Several other facts are important. In the 1890’s, two decades before the war started, Bismarck stated that Europe was a “powder keg” waiting to be set off that would lead to a war that would destroy the whole continent. He also predicted that the spark would come from the Balkans. Winston Churchill believed war came in 1914 because of a “general restlessness” in Europe. He noted that everyone was turning to violence as a way of expressing dissatisfaction, including trade unions, suffragettes, and Catholics and Protestants in Northern Ireland. The feeling that all great achievements can be attributed to violence was popularized by French philosopher George Sorel and may have led to this behavior.
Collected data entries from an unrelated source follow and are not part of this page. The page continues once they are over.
Issue #960, opened 2019-06-01
Receive error when user has no posts


seanfcarroll:
When I click on "challenges" or "bio" in my profile, I see the "sean has not provided any information yet. " message".

When I click on "posts" I see an error page. (notice also the double underline).

<img width="472" alt="Screenshot 2019-06-01 at 16 43 28" src="https://user-images.githubusercontent.com/11340230/58749967-9749e100-848c-11e9-8224-f5c6c3bef14d.png">

<img width="813" alt="Screenshot 2019-06-01 at 16 43 48" src="https://user-images.githubusercontent.com/11340230/58749975-9ca72b80-848c-11e9-95fe-fb6acb0b4212.png">

nemaniarjun:
Okay, so this is supposed to redirect to our discourse's user activity page. 
The error is due to differing ids on rails and discourse.

The underline is a small issue, we are anyway redirecting the user away to discourse.

Issue #832, opened 2019-02-17
Fetch details of user from discourse for participant page.


nemaniarjun:

nemaniarjun:
This was made to add the posts made by a user on discourse, to the profile on AIcrowd.
@spMohanty do we need this?

Ref: https://aicrowd-design.netlify.com/template-user-posts

spMohanty:
Yes, we still do need this. Lets see if theres an easy way to do this using the Discourse  APIs.

nemaniarjun:
Cant find any way to do this on SO and the docs.

spMohanty:
@nemaniarjun : Maybe https://github.com/discourse/discourse_api ?

nemaniarjun:
# Get Comments
https://discourse.aicrowd.com/user_actions.json?username=arjun_nemani&filter=5
# Get Posts and Comments
https://discourse.aicrowd.com/user_actions.json?username=arjun_nemani&filter=4,5

nemaniarjun:
Do we show only the posts? or Both? @jsnrynlds Can you check the design as per the jsons above?

jsnrynlds:
Good question @nemaniarjun. I think we can show only the comments/posts but with the topic title above.

Will this be styled as per [template designs](https://aicrowd-design.netlify.com/template-user-posts) or using Discourse?

nemaniarjun:
We would need to come up with the design.

PR #1193, opened 2020-03-03
Display Discourse posts on Posts tab

piotrekpasciak:
Monday:
https://aicrowd.monday.com/boards/363093650/pulses/474972252

### DIFF
--- a/app/services/discourse/update_category_service.rb
+++ b/app/services/discourse/update_category_service.rb
@@ -8,7 +8,7 @@ module Discourse
     def call
       retry_count ||= 0
 
-      return failure('DiscourseApi client couldn\'t be properly initialized.') if client.nil?
+      return failure('Discourse API client couldn\'t be properly initialized.') if client.nil?
       return failure('Discourse category doesn\'t exist in our database.') if challenge.discourse_category_id.blank?
 
       update_category_request(ensure_uniqueness: retry_count.positive?)
@@ -37,9 +37,8 @@ module Discourse
       # - category name has to be unique
       # - slug has to be unique
       client.put(
-        "/categories/#{challenge.discourse_category_id}", {
+        "/categories/#{challenge.discourse_category_id}.json", {
           name:       truncated_string(challenge.challenge, ensure_uniqueness),
-          slug:       truncated_string(challenge.slug, ensure_uniqueness),
           color:      ::Discourse::BaseService::CATEGORY_DEFAULT_COLOR,
           text_color: ::Discourse::BaseService::CATEGORY_DEFAULT_TEXT_COLOR
         }
--- a/app/views/participants/_discourse_posts_list.html.erb
+++ b/app/views/participants/_discourse_posts_list.html.erb
@@ -1,0 +1,53 @@
+<section class="section-p-md">
+  <div class="container-fluid">
+    <div class="row">
+      <div class="col-12">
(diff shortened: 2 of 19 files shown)


nemaniarjun:
Closes https://github.com/AIcrowd/AIcrowd/issues/832

nemaniarjun:
Should fix https://github.com/AIcrowd/AIcrowd/issues/960

app/services/discourse/update_category_service.rb
```diff
@@ -37,7 +37,7 @@ def update_category_request(ensure_uniqueness: false)
       # - category name has to be unique
       # - slug has to be unique
       client.put(
-        "/categories/#{challenge.discourse_category_id}", {
+        "/categories/#{challenge.discourse_category_id}.json", {
           name:       truncated_string(challenge.challenge, ensure_uniqueness),
```
nemaniarjun: Do we need to still truncate the string? Does discourse automatically do it if it exceeds the limits? Should we set the slug ourselves? or just set the name and fetch the slug that discourse assigns ? That way we don't have to check for uniqueness and discourse will be free to manage the slugs with more freedom.

app/views/participants/_discourse_posts_list.html.erb
```diff
@@ -0,0 +1,53 @@
...
+                  <!-- topic – comment -->
+                  <div class="topic-comment">
+                    <%= link_to participant_path(participant) do %>
+                      <%= image_tag participant.image_url, class: 'avatar' %>
+                    <% end %>
+                    <div class="discussion-topic-body">
+                      <h3><%= link_to discourse_post['topic_title'], discourse_topic_url(discourse_post['topic_slug']), target: '_blank' %></h3>
+                      <span class="discussion-details"><%= discourse_post_datetime(discourse_post['created_at']) %></span>
+
+                      <p><%= sanitize_html(discourse_post['cooked']) %></p>
```
nemaniarjun: :100: Finally we are using discourse properly!!!! :tada:

spec/vcr/discourse_api/data_explorer_queries/user_posts/success.yml
```diff
@@ -0,0 +1,101 @@
+---
```
nemaniarjun: VCR is great!!!!

app/services/discourse/update_category_service.rb
piotrekpasciak: Yes, we still need to truncate the string. Discourse has multiple validations that are listed in comments before this request. If we don't send data that complies with Discourse validations, request will fail.

piotrekpasciak: We can't allow users to choose the slugs as it may fail validation. Discourse doesn't return slug. proposition - it only returns list of errors describing what is wrong with slug.

nemaniarjun: According to the developer documentation for this https://docs.discourse.org/#tag/Categories/paths/~1categories.json/get
We only need to send name, color and text-color. I still think we should not be setting the slug and let discourse do it for us if it can, can you check by making a request manually?

piotrekpasciak: Okey, I'll doublecheck.

piotrekpasciak: Discourse API seems to handle slug uniqueness. I've updated the PR.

Finally, the war was seen by some as the failure of leadership in all of the major countries of Europe, and that if one person had stepped up during the five weeks between the assassination of Franz Ferdinand and the start of the war, and taken a reasonable stand, the war would have been averted.
Many historians agree that German aggression and militaristic policies were responsible for some of the conditions that led to war, that Germany saw itself as likely to benefit from a war, and that as the strongest military power in Europe she could have taken actions to prevent a the war. Much evidence suggests that Germany was more responsible than any other country for the start of World War I and that forces of history outside of the control of Germany contributed to all of the events that led to World War I. Nationalism and pride in culture and identity spread throughout Europe following Napoleon’s conquests and put pressure on empires that had existed for centuries. Imperialism resulted in a rise in militarism as nations established and maintained colonies around the world. Military and strategic alliances created situations where regional skirmishes between small countries could escalate to major battles involving the entire continent. Social unrest put political and economic pressure on existing governments. Finally, there were no strong leaders when they were most needed.
The War Guilt Clause of the Treaty of Versailles was unfair in placing all of the responsibility for losses suffered in World War I on Germany. If Germany had won the war it is likely that another country would have signed a “War Guilt Clause” and historians would be debating the degree to which that country was actually responsible for the war. The Historiography references show how the consensus of historians have changed over time. Between 1919 and 1939, most historians felt that Germany was not to blame. After Hitler came to power, historians saw connections between the aggressive action of Kaiser Wilhelm at the beginning of World War I and Hitler’s aggression that led to World War II. As a result, blame for the start of WWI shifted back to Germany. This point of view was strengthened further when the War Council and Liebensraum documents came to light. Based on the evidence, while Germany was more responsible for the start of World War I than any other nation, the war began primarily because of forces of history outside the control of any one country.